(Stored items)
◆ ◆ ◆

PR #2246, opened 2024-11-12
Fix two bugs in rake refresh_sequel_caches

jeremyevans:
Delete the existing cache files before rebuilding them.  Otherwise, new columns added to existing tables would not be picked up, because the model would use the cached schema instead of querying the database.

Always run using the test environment.  This rake task should not need to be run manually, as it is run automatically by the test_up and test_down tasks, so it should use the test environment.

This may result in `cache/schema.cache` showing as modified even if you made no changes.  I'm going to try to diagnose that issue in Sequel. Likely the schema is the same, but the marshalled version is different (different hash order seems likeliest).


jeremyevans:
Found the issue.  Ubicloud uses custom types, and oids for custom types are PostgreSQL cluster dependent.  Incorrect oids do not appear to cause any problems at present, but I think that's because the custom types we use are not typecast and left as strings.  I think if we were doing any custom types that needed to be typecast, this wouldn't work correctly.

I could work on support for caching without the custom type oids, with a single query to get the correct custom type oids at startup. Alternatively, we could just remove the caches and accept the startup hit.

jeremyevans:
> I could work on support for caching without the custom type oids, with a single query to get the correct custom type oids at startup. Alternatively, we could just remove the caches and accept the startup hit.

I went with the first option.

fdr (approved):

◆ ◆ ◆

The data must be given again in full. Keep every line identical.

TASK RESULT:
PR #2246, opened 2024-11-12
Fix two bugs in rake refresh_sequel_caches

jeremyevans:
Delete the existing cache files before rebuilding them.  Otherwise, new columns added to existing tables would not be picked up, because the model would use the cached schema instead of querying the database.

Always run using the test environment.  This rake task should not need to be run manually, as it is run automatically by the test_up and test_down tasks, so it should use the test environment.

This may result in `cache/schema.cache` showing as modified even if you made no changes.  I'm going to try to diagnose that issue in Sequel. Likely the schema is the same, but the marshalled version is different (different hash order seems likeliest).


jeremyevans:
Found the issue.  Ubicloud uses custom types, and oids for custom types are PostgreSQL cluster dependent.  Incorrect oids do not appear to cause any problems at present, but I think that's because the custom types we use are not typecast and left as strings.  I think if we were doing any custom types that needed to be typecast, this wouldn't work correctly.

I could work on support for caching without the custom type oids, with a single query to get the correct custom type oids at startup. Alternatively, we could just remove the caches and accept the startup hit.

jeremyevans:
> I could work on support for caching without the custom type oids, with a single query to get the correct custom type oids at startup. Alternatively, we could just remove the caches and accept the startup hit.

I went with the first option.

fdr (approved):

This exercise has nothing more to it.